# Kelly Osbourne ist das neue Material Girl



## Mandalorianer (26 Jan. 2011)

*Kelly Osbourne ist das neue Material Girl​*
Die jüngsten Gerüchte haben sich tatsächlich bestätigt. Die Queen of Pop und ihr Töchterchen haben sich entschieden, nun ist es offiziell! Kelly Osbourne, 26, ist das neue „Material Girl“ und löst somit ihre Vorgängerin Taylor Momsen, 17, ab. Auf der Label-Website steht: „Material Girl freut sich, bestätigen zu können, dass Kelly Osbourne das neue Gesicht für 2011 ist. Details zur spannenden neuen Kampagne werden in den nächsten Wochen folgen!
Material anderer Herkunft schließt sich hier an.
PR #6410, opened 2025-08-28
feat: Add 'gasUsed' to transaction metadata

pedronfigueiredo:
## Explanation

The property is returned by the transaction simulation results.

## References

Fixes: https://github.com/MetaMask/MetaMask-planning/issues/5677

## Checklist

### DIFF
--- a/packages/transaction-controller/src/TransactionController.test.ts
+++ b/packages/transaction-controller/src/TransactionController.test.ts
@@ -484,7 +484,6 @@ const SIMULATION_DATA_RESULT_MOCK: SimulationData = {
       isDecrease: false,
     },
   ],
-  // gasUsed: '0x5208',
 };
 
 const GAS_FEE_TOKEN_MOCK: GasFeeToken = {
--- a/packages/transaction-controller/src/TransactionController.test.ts
+++ b/packages/transaction-controller/src/TransactionController.test.ts
@@ -516,6 +516,10 @@ const METHOD_DATA_MOCK: MethodData = {
 };
 
 describe('TransactionController', () => {
+  afterEach(() => {
+    jest.restoreAllMocks();
+  });
+
   const uuidModuleMock = jest.mocked(uuidModule);
   const EthQueryMock = jest.mocked(EthQuery);
   const updateGasMock = jest.mocked(updateGas);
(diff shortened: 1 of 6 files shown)


packages/transaction-controller/src/types.ts
```diff
@@ -239,6 +239,11 @@ export type TransactionMeta = {
    */
   gasLimitNoBuffer?: string;
 
+  /**
+   * The gas used by the transaction in the simulation.
```
matthewwalsh0:
```suggestion
   * The estimated gas used by the transaction, after any refunds. Generated from transaction simulation.
```

packages/transaction-controller/src/types.ts
```diff
@@ -1480,6 +1485,9 @@ export type SimulationData = {
 
   /** Data concerning a change to the user's token balances. */
   tokenBalanceChanges: SimulationTokenBalanceChange[];
+
+  /** The gas used by the transaction in the simulation. */
+  gasUsed?: Hex;
```
matthewwalsh0: Since we're storing this in a dedicated property, can we avoid conflating it with the simulation data which is specific to balance changes and so we don't persist it twice?

packages/transaction-controller/src/utils/balance-changes.ts
```diff
@@ -162,6 +164,7 @@ export async function getBalanceChanges(
 
     return {
       tokenBalanceChanges: [],
+      gasUsed: undefined,
```
matthewwalsh0: Can we return this as a separate property and put the others into `simulationData` so it's not confused as part of the `SimulationData`?

packages/transaction-controller/src/TransactionController.ts
```diff
@@ -4260,6 +4260,7 @@ export class TransactionController extends BaseController<
       (txMeta) => {
         txMeta.gasFeeTokens = gasFeeTokens;
         txMeta.isGasFeeSponsored = isGasFeeSponsored;
+        txMeta.gasUsed = simulationData.gasUsed;
```
matthewwalsh0: Can we default this above with a `let` as we do the other properties?

packages/transaction-controller/src/TransactionController.test.ts
```diff
@@ -988,6 +989,7 @@ describe('TransactionController', () => {
 
     signMock = jest.fn().mockImplementation(async (transaction) => transaction);
     isEIP7702GasFeeTokensEnabledMock = jest.fn().mockResolvedValue(false);
+    getBalanceChangesMock.mockResolvedValue(SIMULATION_DATA_RESULT_MOCK);
```
matthewwalsh0: Can we have a dedicated unit test to verify the new property is updated?

matthewwalsh0 (changes requested):

matthewwalsh0 (approved):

Die Frühlingskollektion ist großartig und Kelly rockt!“

Erst kürzlich suchten Madonna und Lourdes über ihre Homepage nach einer Nachfolgerin . Fans waren zu einem Voting aufgerufen. Jetzt, wo die „Siegerin“ feststeht, kommen Zweifel über den Sinn der Abstimmung auf.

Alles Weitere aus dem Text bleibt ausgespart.